-- Task description --
A complete answer lists every line of the material where the string "wouldn" occurs.

Start of Provided material

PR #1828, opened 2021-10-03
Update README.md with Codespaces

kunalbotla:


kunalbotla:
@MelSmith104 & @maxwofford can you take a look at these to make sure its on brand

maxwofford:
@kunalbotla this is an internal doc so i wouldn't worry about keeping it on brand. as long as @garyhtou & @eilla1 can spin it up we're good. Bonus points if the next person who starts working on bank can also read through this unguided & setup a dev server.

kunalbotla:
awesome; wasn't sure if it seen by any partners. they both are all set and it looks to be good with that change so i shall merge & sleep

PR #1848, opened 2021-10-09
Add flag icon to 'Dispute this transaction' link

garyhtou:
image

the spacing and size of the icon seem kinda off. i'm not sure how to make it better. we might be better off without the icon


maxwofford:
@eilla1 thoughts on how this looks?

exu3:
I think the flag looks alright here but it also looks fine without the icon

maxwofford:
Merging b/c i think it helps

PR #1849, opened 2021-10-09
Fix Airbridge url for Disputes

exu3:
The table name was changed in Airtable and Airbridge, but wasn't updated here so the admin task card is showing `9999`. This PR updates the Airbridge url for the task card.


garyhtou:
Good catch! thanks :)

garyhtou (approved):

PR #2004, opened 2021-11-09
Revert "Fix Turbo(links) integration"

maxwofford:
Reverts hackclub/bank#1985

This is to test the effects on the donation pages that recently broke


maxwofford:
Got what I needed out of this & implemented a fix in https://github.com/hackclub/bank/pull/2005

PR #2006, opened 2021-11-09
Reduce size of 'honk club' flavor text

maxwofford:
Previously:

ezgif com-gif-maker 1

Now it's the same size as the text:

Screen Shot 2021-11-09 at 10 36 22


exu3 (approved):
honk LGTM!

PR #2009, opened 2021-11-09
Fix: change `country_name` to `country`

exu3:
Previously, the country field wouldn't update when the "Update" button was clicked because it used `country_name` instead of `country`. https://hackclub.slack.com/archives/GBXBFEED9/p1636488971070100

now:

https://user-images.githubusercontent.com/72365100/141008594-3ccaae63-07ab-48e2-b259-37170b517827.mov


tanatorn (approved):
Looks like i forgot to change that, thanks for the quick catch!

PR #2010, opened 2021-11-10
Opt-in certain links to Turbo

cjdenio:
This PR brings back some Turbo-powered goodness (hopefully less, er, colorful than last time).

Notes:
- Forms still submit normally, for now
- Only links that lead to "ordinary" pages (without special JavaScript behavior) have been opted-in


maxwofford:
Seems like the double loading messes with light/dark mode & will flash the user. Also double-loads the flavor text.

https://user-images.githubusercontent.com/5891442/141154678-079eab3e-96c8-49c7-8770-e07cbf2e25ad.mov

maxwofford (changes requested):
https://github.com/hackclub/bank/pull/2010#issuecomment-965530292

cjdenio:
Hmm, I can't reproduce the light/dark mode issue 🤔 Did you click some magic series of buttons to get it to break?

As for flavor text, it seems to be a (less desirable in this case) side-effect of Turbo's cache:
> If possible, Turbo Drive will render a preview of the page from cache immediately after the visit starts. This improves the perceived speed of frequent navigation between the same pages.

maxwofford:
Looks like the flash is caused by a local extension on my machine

End of Provided material

-- Reply --
@kunalbotla this is an internal doc so i wouldn't worry about keeping it on brand. as long as @garyhtou & @eilla1 can spin it up we're good. Bonus points if the next person who starts working on bank can also read through this unguided & setup a dev server.
Previously, the country field wouldn't update when the "Update" button was clicked because it used `country_name` instead of `country`. https://hackclub.slack.com/archives/GBXBFEED9/p1636488971070100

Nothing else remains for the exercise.